Monday, February 16, 2009

something new is going on







This blog is called "beyond the pillbox" for a couple of reasons. Mainly I wanted to convey that life is moving forward despite (or because of) this beloved pillbox of mine. But also that sometimes it's really hard for me to look far beyond this container of medicine--especially because late doses mean pain and then further problems evening things out again. It's also been hard to look beyond the $$ I spend on these medications and also hard to face the side effects every day as well as the typical cycle of feeling the pain coverage wear off. That's where I am now. For the past several weeks I've had pain every day---usually manageable (definition: it does not make me cry and other people can usually not notice I'm having a problem).
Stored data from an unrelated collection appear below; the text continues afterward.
PR #1253, opened 2020-01-28
CI: Fix gh-pages deploy script.

zbigg:

# CI Check

Happy contributing!

### DIFF
--- a/.travis.yml
+++ b/.travis.yml
@@ -23,22 +23,22 @@ before_install:
 jobs:
   include:
     - name: "Test"
-      script: |
-        set -ex
-        yarn pre-test
-        yarn cov-test --forbid-only
-        yarn build-tests
-        yarn test-browser --headless-firefox
-        yarn test-browser --headless-chrome
-        ./scripts/test-npm-packages.sh
-        git status # just in case test-npm-packages leaves some garbage
+      script:
+        - yarn pre-test
+        - yarn cov-test --forbid-only
+        - yarn build-tests
+        - yarn test-browser --headless-firefox
+        - yarn test-browser --headless-chrome
+        - ./scripts/test-npm-packages.sh
+
     - name: "Build & Deploy"
-      script: |
-        set -ex
-        cross-env NODE_ENV=production yarn run build
-        yarn run typedoc
-        cross-env NODE_ENV=production yarn run build-www
-      before_deploy: yarn prepare-doc-deploy
+      script:
+        - cross-env NODE_ENV=production yarn run build
+        - yarn run typedoc
+        - cross-env NODE_ENV=production yarn run build-www
+        - yarn prepare-doc-deploy
+        # debug: lerna publish expects clean workspace
+        - ./scripts/git-check-clean-workspace.sh
       deploy:
         - provider: script
           script: ./scripts/publish-packages.sh
--- a/scripts/prepare_doc_deploy.ts
+++ b/scripts/prepare_doc_deploy.ts
@@ -6,7 +6,7 @@
 
 import { execSync } from "child_process";
 import { writeFileSync } from "fs";
-import { copySync, ensureDirSync, moveSync } from "fs-extra";
+import { copySync, ensureDirSync, removeSync } from "fs-extra";
 
 // tslint:disable-next-line:no-var-requires
 const fetch = require("node-fetch");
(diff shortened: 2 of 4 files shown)


.travis.yml
```diff
@@ -38,7 +38,9 @@ jobs:
         cross-env NODE_ENV=production yarn run build
         yarn run typedoc
         cross-env NODE_ENV=production yarn run build-www
-      before_deploy: yarn prepare-doc-deploy
+        git status # just in build leaves some garbage
+        yarn prepare-doc-deploy
+        find dist/
```
musculman: That is not a good test, as it can still fail even if dist/ is there. I would not add it.

scripts/prepare_doc_deploy.ts
```diff
@@ -30,13 +30,18 @@ const folderName = branch !== "master" ? commitHash : "master";
 // │   ├── index.html (and assets for minisite)
 // │   ├── releases.json (list all releases in order)
 
-ensureDirSync("dist/gh_deploy");
-copySync("www/dist/", "dist/gh_deploy/");
+const targetFodlerGh = `dist/gh_deploy`;
```
musculman: typo on folder/fodler

scripts/prepare_doc_deploy.ts
```diff
@@ -30,13 +30,18 @@ const folderName = branch !== "master" ? commitHash : "master";
...
 
-ensureDirSync(`dist/s3_deploy/${folderName}`);
-moveSync("dist/doc", `dist/s3_deploy/${folderName}/doc`);
-moveSync("dist/doc-snippets", `dist/s3_deploy/${folderName}/doc-snippets`);
-moveSync("dist/examples", `dist/s3_deploy/${folderName}/examples`);
+removeSync(targetFodlerGh);
+ensureDirSync(targetFodlerGh);
+copySync("www/dist/", `${targetFodlerGh}/`);
+
+removeSync(targetFodlerS3);
```
musculman: I think moving the whole `dist/` is risky.
Why don't we do like before? Explicit move of files/folders.
```
mkdir -p dist/gh_deploy
mv dist/index.html dist/gh_deploy
mv dist/css dist/gh_deploy
mv dist/resources dist/gh_deploy
mv dist/js dist/gh_deploy
mv dist/redirect_examples dist/gh_deploy/examples
mv dist/redirect_docs dist/gh_deploy/docs

mv dist/_config.yml dist/gh_deploy

mkdir -p dist/s3_deploy/${folder_name}
mv dist/doc* dist/s3_deploy/${folder_name}
mv dist/examples dist/s3_deploy/${folder_name}
```

.travis.yml
zbigg: Yes, i understand this is only `set -x`-like solution, so we see in logs what was actually produced.

scripts/prepare_doc_deploy.ts
zbigg: FThe folder structure has been changed, but anyway in my opinion fix this script by:

1) Don't move things at all now. 
2) Clean target folders, so we don't get old stuff
3) ... finally _copy_ stuff to respective dist folders. 

It's much easier to test and debug such script because it doesn't destroy build artifcats in their original place.
Ignoring these changes, new script does exactly what is required for S3 and GH dist ... let's see that CI says.

musculman: That is a good point, copying instead of moving. You have my vote for that :)

But, copying the whole `dist` folder is a bit of an overkill as in `gh-pages` we only need the documentation and webpage. So, adding docs and examples is perhaps too much? Well, probably is not that bad, but just bloats a bit the branch. I see that for s3 we only move doc, doc-snippets and examples (as it should be).
Don't want to be too obnoxious about it, just trying to avoid having a too generic rule :)

zbigg: > So, adding docs and examples is perhaps too much?

But examples and docs don't land in `dist/gh-pages`.

The structure is same as done with original script created by you:

* `dist/gh_deploy` -> only "website" and this goes to GH-pages
* `dist/s3_deploy/$ref` -> examples and docs and snippets and this goes to S3

This is how it looks: https://gist.github.com/zbigg/e3b0be3fec1d56f712408011514fbd25

musculman: Because I need to learn to read. I see you move www/dist to gh_deploy and not dist/ :)
I was stubbornly reading dist and I could not make sense of it.
My apologies, will resolve the conversation.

Now I'm developing something new, which is actually kind of interesting to me. It's a new electrical snap kind of pain. It often happens out of nowhere without any apparent trigger, and this is really different from all the other kinds of pain I've had (zaps, jolts, sizzles, jabs, etc.) The only thing that does seem to trigger it is lying down, which is bothersome to me because until now I have had no problems with sleep. The last few nights I've been awakened by this, just for a couple of seconds, and then I'm back to sleep until the next time.


So because surgery is not that far away (though there's no confirmed date on the calendar yet), I have been resisting the urge/need to increase some of the medication to keep things better controlled. It seems like a better justification of the need for surgery if I am actually experiencing pain, or at least that is what I have been telling myself. That way I'll be better able to tell if the surgery was successful instead of waiting the month or more afterward when I get to go off my medications. BUT, I am just hoping and praying this does not get worse before it gets better!